More than a million people may have lost their jobs unnecessarily because the Labour Government failed to act on warnings from the Bank of England which could have prevented the recession, Sir Mervyn King claims. The Bank governor claimed that action by Gordon Brown’s administration had been “too late” to prevent the banking crisis causing a recession, which led to the sharp increase in unemployment. Sir Mervyn said that he argued “from the beginning of 2008” that British banks required more than £100bn of extra funding to avert a crisis. Mr Brown and other senior ministers failed to bail out the banks until October 2008, which was “too late to prevent the financial crisis from spilling over into the world economy”, he claimed, according to The Telegraph.
Britain is falling behind other European economies in the export of high-end manufactured products, according to a study by the McKinsey Global Institute. With the exceptions of Greece, Portugal and Spain, Britain has Europe’s largest trade deficit when it comes to “knowledge-intensive” goods, such as pharmaceuticals and computer equipment. Britain exports only 70% as much computing and communication equipment as other mature economies. The McKinsey report argues that it is a myth that the world’s mature economies are losing out to emerging markets and are suffering bigger trade deficits as a result. Overall, their trade balances are stable and in 2009 mature economies as a group actually recorded a surplus in terms of knowledge-intensive manufacturing, The Times says.
Plans to make the world’s largest wind turbines in Britain, creating 2,000 jobs, have been put in jeopardy because of faltering demand and technical problems. Vestas said a year ago that it would build a factory in Kent to supply giant turbines the height of the “Gherkin” tower in the City of London for the extensive wind farms in the North Sea that are planned towards the end of the decade. But its chief executive said yesterday that the Danish company might decide not to go ahead with the proposal because of the “very challenging” market outlook for the next 18 months. Ditlev Engel told The Times: “The decision to go ahead with the new facility is dependent on orders for this new machine. It’s clear that the market outlook issues are a concern for us.”
Britain’s economy is likely to resume growth in the summer with the recovery gaining pace next year, the CBI today forecast.

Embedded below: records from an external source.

PR #4571, opened 2026-07-16
lottie/text: fix point text vertical alignment

hoyangtsai:
Follow-up to #4462 (which fixed **box** text) — this fixes the **point** text case of #4334.

## Problem

For point text (no `sz`), `updateURLFont` places the first baseline ~one ascent plus a valign-slack shift too high:

1. the sfnt loader bakes `m[5] = hhea.ascent * scale` into every glyph (`tvgSfntLoader.cpp`), so the first baseline sits **one ascent below the drawable top** — correct for box text (its cap-top meets the box top), wrong for point text;
2. point text also still gets `valign = ascent / (ascent − descent)`.

Net first baseline = `origin + ascent − blockHeight·ascentRatio` instead of `origin`.

## Fix

For point text (`bbox.size.y <= 0`), cancel the loader's ascent offset (translate up by `ascent`) and use `valign 0`, so the first baseline lands on the layer origin — matching lottie-web / After Effects. **Box text is unchanged.**

## Verification

Repro: point text, 4 lines, left-justified, URL/data-URI font (`chars` empty); `fontSize 86`, `lh 75.2`; rendered at 512×512. First-baseline Y (scene coords), with **lottie-web 5.12.2** as the reference renderer:

| line | lottie-web (reference) | ThorVG v1.0.7 (before) | ThorVG patched (after) |
|------|------------------------|------------------------|------------------------|
| 1 | 141 | ~52 *(clipped above top)* | **141.1** |
| 2 | 218 | ~127 | **216.8** |
| 3 | 293 | ~202 | **291.7** |
| 4 | 368 | *(hidden)* | **367.4** |

Patched ThorVG lands within ~1px of lottie-web on every line; the first line is no longer clipped. Screenshot below — left is the editor canvas, right is the dotlottie-web preview built with this patch; the two are now in parity:

point-text fix parity

A prebuilt dotlottie-web wasm carrying this patch, for quick in-browser testing: [dotlottie-player-thorvg-pointtext-patched.wasm](https://raw.githubusercontent.com/hoyangtsai/thorvg/pr-assets-4334/assets/dotlottie-player-thorvg-pointtext-patched.wasm).

## Notes

- Verified on one scene; more justify / anchor / line-count cases are worth a check.
- This is the `updateURLFont` (URL / data-URI font, `chars` empty) path — the embedded-`chars` glyph path likely needs the same treatment.

PR #4462, opened 2026-06-14
lottie/text: fix box text vertical alignment

tinyjin:
In the URL font, baseline-align is always applied to both
- point text (without "sz")
- box text (when "sz" sets)

With the box text, vertical alignment should anchor from the top, not baseline.

issue: https://github.com/thorvg/thorvg/issues/4334

test file : [font_box_auto_resize_sample.json](https://github.com/user-attachments/files/28924992/font_box_auto_resize_sample.json)

| Before | After | Expectation |
|---------|---------|---------|
| CleanShot 2026-06-14 at 17 52 15@2x | CleanShot 2026-06-14 at 17 51 05@2x | image |

Issue #4334, opened 2026-04-13
lottie: url font text dismatch in y-alignment


tinyjin:
[right_center.json](https://github.com/user-attachments/files/26673538/right_center.json)

> Note: this isn't regression. Found new case while I test various cases with url font rendering

| Expectation | ThorVG |
|--------|--------|
| <img width="1022" height="1016" alt="Image" src="https://github.com/user-attachments/assets/5005948a-9f68-452d-a273-06c74b982f39" />  | <img width="1596" height="1490" alt="Image" src="https://github.com/user-attachments/assets/de9f5897-6132-49f6-b635-885679e1aec6" /> |

tinyjin:
+ Additional Case

<img width="1666" height="838" alt="Image" src="https://github.com/user-attachments/assets/b5ec9cb0-d051-4a1b-8426-baffbc8424db" />

[font_box_auto_resize_sample.json](https://github.com/user-attachments/files/28924553/font_box_auto_resize_sample.json)

tinyjin:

In its latest quarterly outlook, the business lobby group also sees interest rates remaining at their record low of 0.5% until the final quarter of 2013, when it expects a rise. Among its other predictions, the CBI anticipates that inflation will be “somewhat higher than previously thought” throughout 2012, household spending will remain “subdued” while there will be a “modest rise” in business investment. John Cridland, the CBI director-general, said: “Despite the disappointing GDP estimate for the first quarter from the Office for National Statistics, we still think the UK economy will grow in 2012, with faster growth next year, The Scotsman reports.
For a firm that prides itself on fattening companies up for a stock market listing, Carlyle Group has had a surprising struggle with its own flotation. The rivate equity group will begin trading on the Nasdaq exchange in New York today at a market valuation that is nearly $1bn (£620m) lower than it had hoped. The firm, which owns the RAC recovery service and Dunkin’ Donuts fast-food chain, had been aiming for a share range of $23 to $25 for its initial public offering, which would have valued the group at between $7bn and $7.6bn. However, investor apathy towards private equity floats has forced Carlyle to cut the price to the lower end of the range, with the flotation priced at $22 a share, valuing Carlyle at $6.7bn. The group has sold 30.5m shares in the flotation, roughly 10% of its total equity, and raised $671m, The Times says.

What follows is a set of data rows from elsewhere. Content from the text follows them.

PR #4595, opened 2026-07-23
media: add experimental Windows video playback support

Nor-s:
Implement the Windows media loader using the Media Foundation
IMFMediaEngine for video open, playback, seek, loop, volume,
and mute controls.

The engine drives decoding, A/V clocking, and audio output
internally, so no separate audio pipeline is required. sync()
polls decoded frames in frame-server mode and copies them into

George Osborne has warned the European Union that Britain will refuse to sign up to “idiotic” proposals that would water down tough international rules on bank capital requirements. During angry exchanges, the Chancellor told a meeting of Europe’s finance ministers on Wednesday night that EU measures to implement “Basel III” bank rules would be ridiculed by financial markets and the banking sector because it so clearly failed to enforce clear and tough rules. “We are not implementing the Basel agreement as anyone who will look at this text will be able to tell you. I’m not prepared to go out there and say something that will make me an idiot five minutes later,” he said. After 10 hours of talks, a furious Mr Osborne said that since he had been forced to cancel a Downing Street dinner party he was ready to keep EU finance ministers at the negotiating table all night until they got it right, The Telegraph says.